Interview mit Terence und Bud
 
Ihr beide habt seit dem Film 'Hannibal' zusammengearbeitet...
Bud: Wir wußten nichts von dieser Sache mit 'Hannibal', wir kannten uns damals noch nicht. Wir haben die Szenen getrennt gedreht und uns nie am Drehort getroffen.

Also begann eure Zusammenarbeit 1967 mit dem Film 'Gott vergibt, wir beide nie', und hielt 35 Jahre. Wie habt ihr das Interesse des Publikums an euren Filmen gehalten?
Terence: Wir haben langsam gemacht und nur einen Film pro Jahr zusammen gedreht, obwohl die Produzenten wollten, daß wir zwei oder drei drehen. Wir haben jedoch sofort gesagt: Wenn wir uns halten wollen, sollten wir uns nicht verheizen!
Bud: Und wenn wir nicht zusammen gedreht haben, haben wir getrennt Filme gemacht.

Der große Erfolg kam jedoch mit dem Film 'Die rechte und die linke Hand des Teufels' und der Fortsetzung 'Vier Fäuste für ein Halleluja'.
Bud:
Nein, 'Gott vergibt, wir beide nie' war schon ein finanzieller Erfolg.
Terence: Diese Tatsache ist nie in Erwägung gezogen worden. Wir sind etwas spät zum Western gekommen. Ich hatte schon ein paar in Deutschland gedreht und dachte, daß ich im Jahr 1964, als Leone 'Für eine Handvoll Dollar' drehte, den Zug schon verpaßt hätte. Als wir 'Gott vergibt, wir beide nie' drehten, war dieses Filmgenre in Italien schon wieder fast out und der Erfolg des Films, der außergewöhnlich war, überraschte uns. Die Filme waren jedoch gut gemacht, von guten Regisseuren, die schnell gedreht und gearbeitet haben, mit einem kleinen Budget. Sie verkauften sich auch gut im Ausland. Anfang der 70er Jahre war das Ende des Westerns in Italien und dann kam Trinity - der 'müde Joe'. Das war jedoch nicht unser Verdienst, wir haben nie gesagt: "Wir machen diesen Film jetzt lustiger, damit wir die Krise überstehen". Was wir jedoch gut gemacht haben, ist, das Drehbuch zu mögen und zu bitten, die Rolle des 'Kleinen' zu erweitern, um wieder zusammen arbeiten zu können.

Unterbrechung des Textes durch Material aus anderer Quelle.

Issue #358, opened 2023-03-21
Fresh install fails with permissions issue on /etc/bashrc


zmitchell:
## Steps
1. After a reboot I download the installer via the command line:
```
$ curl --proto '=https' --tlsv1.2 -sSf -L https://install.determinate.systems/nix | sh -s -- install
```

2. The install immediately fails with the error below

## Error
```
Error: 
   0: Planner error
   1: Error executing action
   2: Child action `configure_shell_profile`
   3: `/etc/bashrc` exists with a different mode (755) than planned (444), consider updating it with `chmod 444 /etc/bashrc`
```

## Discussion
The permissions found on my `/etc/bashrc` are actually more permissive than the expected permissions, correct? Is there a reason that should generate an error?

TheLonelyGhost:
Yours are actually more permissive. 755 is `rwxr-xr-x` whereas the installer is suggesting `r--r--r--`.

Separate from the installer question, I don't see any circumstance where you would want a bashrc file (or other `source`'d shell script) to be executable.

Hoverbear:
While testing we found our Macs used `444` for those files, so codified it. Perhaps we can just remove the permission check entirely...

TheLonelyGhost:
I'm not sure I'd remove the permission check entirely since `777` would pose a big security risk. Bad actor could write some shell code that would execute when any user opens an interactive terminal session (assuming shell == bash), purely by appending it to `/etc/bashrc`.

Testing that it doesn't have world-write permissions would be the bare (bear? *snicker*) minimum, I'd say.

Hoverbear:
If `/etc/bashrc` exists already and is 777 out of the users own choices, it's not our place to tell them to fix it, I think! Certainly we should create it with the right mode, if we need to, though.

PR #359, opened 2023-03-22
Be less grumpy about existing file permissions.

Hoverbear:
##### Description

This should address https://github.com/DeterminateSystems/nix-installer/issues/358 and hopefully prefer some future permission issues as well.

Alters our behavior to no longer error if the user has a file with a different mode than what we'd create.

There is some risk that we may need to make something executable manually or some such, we may want to rethink our approach to permissions in the future in general. Perhaps an option to `ensure` the mode is correct, or to not bother.

##### Checklist

- [ ] Built with `nix build`

```shell
```

### DIFF
--- a/src/action/base/create_or_insert_into_file.rs
+++ b/src/action/base/create_or_insert_into_file.rs
@@ -79,11 +79,12 @@ impl CreateOrInsertIntoFile {
                 let discovered_mode = discovered_mode & 0o777;
 
                 if discovered_mode != mode {
-                    return Err(ActionError::PathModeMismatch(
-                        this.path.clone(),
+                    tracing::debug!(
+                        "`{}` has mode `{}`, a mode of `{}` was expected",
+                        this.path.display(),
                         discovered_mode,
                         mode,
-                    ));
+                    );
                 }
             }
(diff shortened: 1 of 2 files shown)


src/action/base/create_or_insert_into_file.rs
```diff
@@ -79,11 +79,12 @@ impl CreateOrInsertIntoFile {
                 let discovered_mode = discovered_mode & 0o777;
 
                 if discovered_mode != mode {
-                    return Err(ActionError::PathModeMismatch(
-                        this.path.clone(),
+                    tracing::debug!(
```
cole-h, line 82: Should this maybe be a warning? Or maybe not, since if the permissions prevent us from doing stuff, we'll likely error out later with something like "cannot write to file" or something so nvm

cole-h (approved):

src/action/base/create_or_insert_into_file.rs
Hoverbear: I am not sure. We are running as `root` so if we can't access something that's bad news anyways for us ya.

PR #374, opened 2023-03-27
Fixup diagnostic_endpoint setting to be more flexible

### LINKED ISSUE #366: Cannot disable diagnostic endpoint
## Description

As of (at least) `nix-installer-0.6.0`, following the instructions to disable diagnostic reporting fails with the following error:

```shell
$ NIX_INSTALLER_DIAGNOSTIC_ENDPOINT="" nix-installer install linux
error: invalid value '' for '--diagnostic-endpoint <DIAGNOSTIC_ENDPOINT>': relative URL without a base

For more information, try '--help'.
```

I haven't tested earlier versions, but I imagine they'll fail similarly?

Wie kam der Wechsel vom Western zu euren nachfolgenden Filmen zustande?
Terence: Wir wollten uns nicht wiederholen. Heute finden wir das schade, weil Enzo Barboni, der Regisseur von 'They Call Him Trinity' (Deutscher Titel: 'Die rechte und die linke Hand des Teufels') sich schon einen schönen Titel ausgedacht hatte: 'And They Insist To Call Him Trinity'. (Übersetzung: 'Und sie bestehen darauf, ihn Trinity zu nennen'). Aber zu der Zeit gab es noch keinen Stallone, der 5 'Rocky' Filme gedreht hat, so dachten wir, daß zwei Fortsetzungen zu viel seien. Wir haben dann versucht, ein anderes Umfeld zu finden und sind nach Kolumbien gereist, um dort Piloten im Film 'Zwei Himmelhunde auf dem Weg zur Hölle' zu spielen.

Wie kamt ihr zu euren Künstlernamen?
Terence: Ich habe meinen aus einer Liste gewählt. Ich hatte nur wenige Stunden Zeit, um einen amerikanisch klingenden Namen zu finden und bekam diese Liste. Ich habe Literatur studiert und mochte Terenzio...
Bud: Ich hatte keine Liste! Ich hatte eine Flasche Budweiser - mein Lieblingsbier - vor mir. Und Spencer Tracy war immer mein Lieblingsschauspieler, also war meine Wahl ganz einfach!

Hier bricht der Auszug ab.